▶ [Your assignment]: Copy every line that holds the string "ManagedEnvelope" from the data below.

▶ [Data records]:
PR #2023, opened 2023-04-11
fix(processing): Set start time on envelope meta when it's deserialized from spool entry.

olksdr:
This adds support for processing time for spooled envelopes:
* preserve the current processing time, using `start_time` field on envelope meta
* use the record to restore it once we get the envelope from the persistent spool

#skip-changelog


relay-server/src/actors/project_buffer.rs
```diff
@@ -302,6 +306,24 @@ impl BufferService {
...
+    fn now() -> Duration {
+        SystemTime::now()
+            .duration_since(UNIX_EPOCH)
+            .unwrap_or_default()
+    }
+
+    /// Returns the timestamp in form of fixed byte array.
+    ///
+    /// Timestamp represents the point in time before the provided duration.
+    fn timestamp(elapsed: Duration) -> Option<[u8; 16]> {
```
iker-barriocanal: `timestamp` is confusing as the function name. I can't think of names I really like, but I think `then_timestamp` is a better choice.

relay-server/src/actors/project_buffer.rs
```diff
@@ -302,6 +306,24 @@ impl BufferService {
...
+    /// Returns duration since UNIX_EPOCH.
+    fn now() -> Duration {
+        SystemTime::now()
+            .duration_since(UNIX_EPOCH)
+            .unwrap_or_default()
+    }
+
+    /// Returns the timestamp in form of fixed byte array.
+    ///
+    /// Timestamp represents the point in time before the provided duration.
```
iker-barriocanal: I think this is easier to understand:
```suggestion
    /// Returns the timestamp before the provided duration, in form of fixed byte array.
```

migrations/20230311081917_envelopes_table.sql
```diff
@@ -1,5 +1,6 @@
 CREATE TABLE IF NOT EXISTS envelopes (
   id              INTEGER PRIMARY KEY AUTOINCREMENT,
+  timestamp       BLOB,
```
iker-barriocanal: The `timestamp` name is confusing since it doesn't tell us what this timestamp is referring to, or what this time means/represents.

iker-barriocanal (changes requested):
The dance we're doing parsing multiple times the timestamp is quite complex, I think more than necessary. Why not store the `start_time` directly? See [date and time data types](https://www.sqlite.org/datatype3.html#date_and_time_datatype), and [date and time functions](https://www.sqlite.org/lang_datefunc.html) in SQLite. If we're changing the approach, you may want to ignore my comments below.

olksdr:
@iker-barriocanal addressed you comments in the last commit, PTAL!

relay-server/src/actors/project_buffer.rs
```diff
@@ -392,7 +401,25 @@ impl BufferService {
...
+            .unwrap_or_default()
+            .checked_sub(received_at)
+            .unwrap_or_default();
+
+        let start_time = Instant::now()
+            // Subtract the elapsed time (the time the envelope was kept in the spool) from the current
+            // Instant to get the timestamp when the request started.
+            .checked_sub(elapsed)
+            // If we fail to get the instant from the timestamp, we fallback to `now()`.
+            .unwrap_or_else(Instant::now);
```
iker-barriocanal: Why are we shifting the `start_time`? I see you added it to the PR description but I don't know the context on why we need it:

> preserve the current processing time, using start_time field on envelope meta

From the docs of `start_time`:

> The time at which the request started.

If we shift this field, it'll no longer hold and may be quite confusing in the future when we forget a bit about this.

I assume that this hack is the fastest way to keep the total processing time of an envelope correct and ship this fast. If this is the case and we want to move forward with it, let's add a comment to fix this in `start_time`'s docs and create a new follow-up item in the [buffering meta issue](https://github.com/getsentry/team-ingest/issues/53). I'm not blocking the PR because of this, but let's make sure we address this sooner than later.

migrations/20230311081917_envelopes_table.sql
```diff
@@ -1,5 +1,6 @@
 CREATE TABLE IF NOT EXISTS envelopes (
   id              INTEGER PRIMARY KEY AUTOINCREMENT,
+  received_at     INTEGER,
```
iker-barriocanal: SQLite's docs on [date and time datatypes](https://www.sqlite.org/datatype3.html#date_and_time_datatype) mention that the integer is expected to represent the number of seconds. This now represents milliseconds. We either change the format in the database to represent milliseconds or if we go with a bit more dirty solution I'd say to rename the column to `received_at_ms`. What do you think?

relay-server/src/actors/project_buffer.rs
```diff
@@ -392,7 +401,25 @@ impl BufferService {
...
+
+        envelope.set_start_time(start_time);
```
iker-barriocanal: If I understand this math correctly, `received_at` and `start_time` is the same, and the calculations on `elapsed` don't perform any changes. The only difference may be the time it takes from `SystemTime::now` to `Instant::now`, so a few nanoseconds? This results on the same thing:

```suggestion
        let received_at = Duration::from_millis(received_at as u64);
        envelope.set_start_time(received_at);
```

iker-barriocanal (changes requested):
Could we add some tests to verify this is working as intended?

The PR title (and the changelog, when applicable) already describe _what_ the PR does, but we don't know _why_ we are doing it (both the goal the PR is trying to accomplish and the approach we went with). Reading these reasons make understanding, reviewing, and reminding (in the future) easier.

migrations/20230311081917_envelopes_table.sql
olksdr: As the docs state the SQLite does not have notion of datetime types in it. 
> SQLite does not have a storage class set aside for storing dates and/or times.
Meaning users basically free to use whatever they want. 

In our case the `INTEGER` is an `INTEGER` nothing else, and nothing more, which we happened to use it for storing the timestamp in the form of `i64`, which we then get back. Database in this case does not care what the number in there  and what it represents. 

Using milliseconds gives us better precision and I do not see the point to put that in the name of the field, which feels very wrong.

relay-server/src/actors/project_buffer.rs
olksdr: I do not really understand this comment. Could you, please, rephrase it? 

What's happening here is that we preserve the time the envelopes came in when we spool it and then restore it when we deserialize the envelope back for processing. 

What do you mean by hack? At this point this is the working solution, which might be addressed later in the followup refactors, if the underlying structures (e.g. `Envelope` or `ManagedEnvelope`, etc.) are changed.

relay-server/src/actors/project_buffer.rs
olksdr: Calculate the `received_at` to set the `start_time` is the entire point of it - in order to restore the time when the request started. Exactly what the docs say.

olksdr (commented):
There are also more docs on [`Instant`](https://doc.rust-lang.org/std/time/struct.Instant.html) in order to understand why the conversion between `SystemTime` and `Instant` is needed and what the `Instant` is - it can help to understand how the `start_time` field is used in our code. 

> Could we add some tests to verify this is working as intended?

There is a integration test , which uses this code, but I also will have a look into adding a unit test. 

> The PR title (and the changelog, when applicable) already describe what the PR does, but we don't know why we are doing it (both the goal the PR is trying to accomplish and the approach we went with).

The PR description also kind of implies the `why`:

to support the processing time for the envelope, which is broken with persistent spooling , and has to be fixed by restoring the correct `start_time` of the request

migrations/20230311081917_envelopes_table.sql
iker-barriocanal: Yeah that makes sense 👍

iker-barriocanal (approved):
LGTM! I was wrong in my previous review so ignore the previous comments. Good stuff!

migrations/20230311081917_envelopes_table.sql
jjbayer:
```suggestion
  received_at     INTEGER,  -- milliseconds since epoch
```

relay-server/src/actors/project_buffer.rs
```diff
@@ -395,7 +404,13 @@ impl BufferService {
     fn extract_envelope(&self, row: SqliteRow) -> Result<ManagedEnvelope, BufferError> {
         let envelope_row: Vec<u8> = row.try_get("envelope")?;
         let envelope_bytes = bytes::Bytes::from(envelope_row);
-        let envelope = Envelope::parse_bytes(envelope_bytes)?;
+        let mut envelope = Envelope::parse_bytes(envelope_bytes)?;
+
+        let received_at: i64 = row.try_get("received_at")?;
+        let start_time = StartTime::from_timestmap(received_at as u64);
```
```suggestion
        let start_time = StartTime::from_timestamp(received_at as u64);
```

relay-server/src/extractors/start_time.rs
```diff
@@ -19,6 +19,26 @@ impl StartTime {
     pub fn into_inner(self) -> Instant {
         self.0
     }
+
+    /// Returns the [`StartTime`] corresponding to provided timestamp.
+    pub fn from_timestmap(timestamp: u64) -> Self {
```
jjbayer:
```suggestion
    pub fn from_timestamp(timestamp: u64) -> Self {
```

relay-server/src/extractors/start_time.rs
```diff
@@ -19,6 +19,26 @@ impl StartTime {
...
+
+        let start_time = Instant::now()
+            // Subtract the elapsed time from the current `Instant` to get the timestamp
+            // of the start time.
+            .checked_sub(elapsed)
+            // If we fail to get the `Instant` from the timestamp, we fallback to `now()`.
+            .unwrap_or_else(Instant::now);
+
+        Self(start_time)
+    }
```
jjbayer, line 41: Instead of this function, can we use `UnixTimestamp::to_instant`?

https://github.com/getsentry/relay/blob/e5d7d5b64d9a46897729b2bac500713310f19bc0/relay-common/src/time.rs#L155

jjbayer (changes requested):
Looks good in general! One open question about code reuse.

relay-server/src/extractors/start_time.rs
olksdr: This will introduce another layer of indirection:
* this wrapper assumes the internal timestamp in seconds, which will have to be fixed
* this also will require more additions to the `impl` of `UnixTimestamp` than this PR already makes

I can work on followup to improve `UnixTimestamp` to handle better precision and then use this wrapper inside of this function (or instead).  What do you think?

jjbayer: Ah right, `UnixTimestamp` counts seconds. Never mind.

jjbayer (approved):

▶ [Answer]:
What do you mean by hack? At this point this is the working solution, which might be addressed later in the followup refactors, if the underlying structures (e.g. `Envelope` or `ManagedEnvelope`, etc.) are changed.
     fn extract_envelope(&self, row: SqliteRow) -> Result<ManagedEnvelope, BufferError> {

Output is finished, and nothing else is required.